Say what you will, I also like the old Carvin D26 seven string neck pick-up. I bought several when they were popular to change out to BK's etc... - [p.s. - I'll still buy them lol. D26, not the C26. ]


----------



## Pooty Skills (Jul 31, 2017)

I'll throw another vote in for the DiMarzio Evolution. Sounds great with the lower range notes, high and low gain, and cleans up pretty well to boot. They are pretty hot, even compared to some other higher output pickups I've used, helps to cut through dense mixes where other pickups might get lost, so they can be a little hard to tame sometimes, but I like that about them. 

I've also used the BKP Abraxas and Juggernaut, currently in my Skervesen. I found the Jugg to sound a little harsh, but can be corrected with some careful EQ-ing, but the Abraxas is a thing of beauty. On the warmer side, but retains clarity when the gain goes up, would highly recommend.

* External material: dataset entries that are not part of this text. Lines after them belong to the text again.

PR #2582, opened 2026-02-23
Fix Linux Image

nagilson:
We need to migrate to the new Linux image in CI so we can run tests on Linux again. https://github.com/dotnet/vscode-dotnet-runtime/pull/2557 This PR initially had the changes but it should really be an isolated fix - was intending to put it there to improve PR merge velocity.

The new linux image doesn't support some linux versions and is missing some vscode dependencies, which is also resolved in this PR.


nagilson:
Thank you 🥳

PR #243, opened 2024-08-08
Auto mcp w/o MC

Elisa-Visentin:

PR #248, opened 2024-08-09
use tel id from config.yaml

Elisa-Visentin:


magicctapipe/scripts/lst1_magic/semi_automatic_scripts/coincident_events.py
```diff
@@ -62,7 +62,7 @@ def configfile_coincidence(target_dir, source_name, config_gen):
         config_dict = yaml.safe_load(fc)
 
     conf = {
```
jsitarek, line 64: with both the mc_tel_ids and event_coincidence taken from base_config_file you are basically using directly this base_config_file. So in principle we could dump the whole "config_file" into file_name (or even copy a file) to simplify the code, but having the config file stripped of all unnecessary settings also has its advantages, so perfectly fine for me to keep it like this as well.

magicctapipe/scripts/lst1_magic/semi_automatic_scripts/dl1_production.py
```diff
@@ -76,7 +76,7 @@ def config_file_gen(target_dir, noise_value, NSB_match, source_name, config_gen)
         LST_config["increase_nsb"]["extra_bias_in_dim_pixels"] = noise_value[2]
         LST_config["increase_nsb"]["extra_noise_in_bright_pixels"] = noise_value[1]
     conf = {
```
jsitarek, line 78: similar like for the coincidence, we could save directly the config read from config_file.
for MCs you would modify it in the meantime in the lines 74-77, but those lines will be either way gone with MC part removed

magicctapipe/scripts/lst1_magic/semi_automatic_scripts/stereo_events.py
```diff
@@ -64,7 +63,7 @@ def configfile_stereo(target_dir, source_name, config_gen):
     ) as fc:  # "rb" mode opens the file in binary format for reading
         config_dict = yaml.safe_load(fc)
     conf = {
-        "mc_tel_ids": config_gen["mc_tel_ids"],
+        "mc_tel_ids": config_dict["mc_tel_ids"],
         "stereo_reco": config_dict["stereo_reco"],
```
jsitarek, line 67: and one more in case you want to simplify the generation of configs

magicctapipe/scripts/lst1_magic/semi_automatic_scripts/coincident_events.py
Elisa-Visentin: Indeed the idea was to split the (quite huge) config.yaml file in a set of subfiles (one per step), each one containing only the information needed in this step (both user-friendly and, since we have to open this configuration file in all the jobs to read it, maybe also a bit more 'SLURM-friendly')

magicctapipe/scripts/lst1_magic/semi_automatic_scripts/dl1_production.py
Elisa-Visentin: I removed the change in the noise values. Then #243 should completely remove the MC

jsitarek: ok, but if you removed adding noise already in this PR, NSB_match does not make sense, and the whole MC part is missing will be missing one element after another. 
Actually I was not suggesting to remove the added noise already in this PR, sorry if it was not clear from my previous comment. Maybe best that you add this back (sorry again) and then we merge it.

magicctapipe/scripts/lst1_magic/semi_automatic_scripts/coincident_events.py
jsitarek: ok, perfectly fine with me

magicctapipe/scripts/lst1_magic/semi_automatic_scripts/dl1_production.py
Elisa-Visentin: No worries, my fault. I will add it again and check if the 'no MC' PR needs a similar fix in the config

jsitarek:
I think you also need to update the readme file:
https://github.com/cta-observatory/magic-cta-pipe/blob/40d483d637f1a363e55472dedfe55a470afd520d/magicctapipe/scripts/lst1_magic/README.md?plain=1#L36

Elisa-Visentin:
I updated the readme in the 'no_MC' PR (since some of the lines to be updated are the same, this way there should be no conflicts)

PR #252, opened 2024-09-06
In_out_versions

Elisa-Visentin:
Add the possibility to use, for each step, input data processed with an older MCP version wrt the current one

### DIFF
--- a/magicctapipe/scripts/lst1_magic/semi_automatic_scripts/coincident_events.py
+++ b/magicctapipe/scripts/lst1_magic/semi_automatic_scripts/coincident_events.py
@@ -66,7 +66,10 @@ def configfile_coincidence(target_dir, source_name, config_file):
         "event_coincidence": config_dict["event_coincidence"],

*EDIT: *Forgot the other part of OP's question. I play mostly rock, blues and jazz in bands, metal in my free time. If you're into mostly metal, I'd say stick to the Evolutions, they have slightly more balls. The Abraxas are more versatile across the board


----------



## BangandBreach (Jul 31, 2017)

BubbleWrap said:


> Says the guy using POD farm...


And? Elaborate to everyone how much better you are than people who use Podfarm.


----------



## mnemonic (Aug 1, 2017)

^to be fair, podfarm is pretty old tech at this point and the modeling is not that great. I used it for years so I have plenty of experience with it. Every once in a while I'll fire it up because I'll get nostalgia for that super digital vildhjarta / tesseract / big bottom tone. If that's what you want, it's good at it, but almost all the tones are real flat and heavily compressed, and it's a constant battle against fizz and mud. 

I don't have anything against people that use podfarm or any other modeler, but if you think your guitars all mostly sound the same, then podfarm is the weak spot in your signal chain, and likely the reason for this opinion. 

To answer OP's question, I recently got a Bareknuckle Black Dog for my RG8 and it's incredibly chunky and tight and clear sounding. I didn't think an Alnico pickup could sound so good in F. The clarity is killer.


----------



## BubbleWrap (Aug 1, 2017)

BangandBreach said:


> And? Elaborate to everyone how much better you are than people who use Podfarm.



It wasn't a personal attack, just pointing out the disparity between your statements regarding quality pedals/signal chain, your signal chain, and your results. 

OP, I really respect KnightBrolaire's opinion. He's done a lot of research and testing lately. His recommendations for the alpha/omega and Elysian moderns are really solid. I dig my alnico 8 Pegasus/A5 sentient set, but am left wanting somewhat when I crank the gain. The distortion/jazz combo is still really hard to beat. I'm also very interested in the Minuteman set by Guitarmory. Check those out.


----------



## BangandBreach (Aug 2, 2017)

BubbleWrap said:


> It wasn't a personal attack, just pointing out the disparity between your statements regarding quality pedals/signal chain, your signal chain, and your results.
> 
> OP, I really respect KnightBrolaire's opinion. He's done a lot of research and testing lately. His recommendations for the alpha/omega and Elysian moderns are really solid. I dig my alnico 8 Pegasus/A5 sentient set, but am left wanting somewhat when I crank the gain. The distortion/jazz combo is still really hard to beat. I'm also very interested in the Minuteman set by Guitarmory. Check those out.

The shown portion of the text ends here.